La cascade de Piscia di Ghjaddu est sans doute l’une des plus impressionnantes de toute l’île. Son nom peut se traduire par cascade du sapin, puisque en corse, ghjaddu signifie sapin. Ce mastodonte d’eau et de pierre jaillit au cœur du massif de l’Ospedale et se précipite dans le vide sur plus de 70 mètres de hauteur.

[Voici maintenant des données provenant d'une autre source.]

PR #2466, opened 2022-03-06
Remove macOS specific code / support + shellcheck should avoid python, regardless of permissions

NorseGaud:
# Description

Supporting macOS is a nightmare. Users can run a headless linux VM, mount the docker-mailserver directory into it, and run make commands if they are on macOS.

## Type of change

## Checklist:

Pour y parvenir, je progresse dans un décor très forestier, dense et fermé, qui me rappelle les Landes. On a presque la sensation que la forêt vous engloutit et vous enferme en elle-même. Et si vous avez la chance d’y aller un jour de vent, vous verrez les arbres bouger de tout leur long, ce qui peut être assez inquiétant, vous ne trouvez pas ? Le vent s’engouffre dans leur branchage, les fait se balancer de part et d’autre, et avec leurs troncs encore assez fins, on devine qu’ils ne sont pas bien vieux — rien à voir avec les immenses pins de la forêt d’Aïtone.
Une fois cette partie forestière terminée, je débouche sur un plateau rocailleux qui offre une vue imprenable, à la fois sur la mer et sur les montagnes cisaillées qui me font face. Là, tout devient plus clair : les aiguilles de Bavella ne sont rien de plus que la version gigantesque de ces mêmes montagnes, façonnées par l’érosion et le temps. En poursuivant un peu plus loin, je surplombe une belle rivière blottie dans une gorge. Je m’y suis même accordé un petit détour, tant l’endroit est magnifique.
Plus loin encore, je tombe sur un taffoni géant. En passant sous cet abri rocheux, j’arrive enfin au sommet de la cascade : ça y est, je suis arrivé. Mais le reste appartient à l’interdit. Le chemin s’arrête net ici. Bien sûr, il est toujours possible de tenter de descendre plus bas, mais c’est périlleux, je dois l’avouer. D’ailleurs, je vous le dis franchement : à un moment, je n’ai simplement plus vu de sentier. C’était comme s'il fallait plongeait à pic vers le lac, sans détour !
Extrait du journal d'un montagnard #
À noter la présence d’un sapara, qui signifie abri sous roche. Cette appellation est typique du sud de la Corse. Durant l’époque de la transhumance, les bergers partaient dans la montagne, vivant au rythme de leur troupeau. Pour se protéger des intempéries, ils élisaient domicile dans des abris naturels. Ces abris pouvaient être aménagés, ils changeaient alors de nom et devenaient des orria.
Traditionnellement, les bergers portaient une cape à capuche en poil de chèvre, appelée pilonu, et gardaient en permanence leur fusil avec eux.
La cascade n'est pas artificielle en elle-même, mais son débit l'est, plus haut, le lit du ruisseau de Palavenasi est régulé au niveau du barrage de l'Ospédale que j'ai visité plus tardivement, au delà, l'eau vient se jeter dans l'Osu.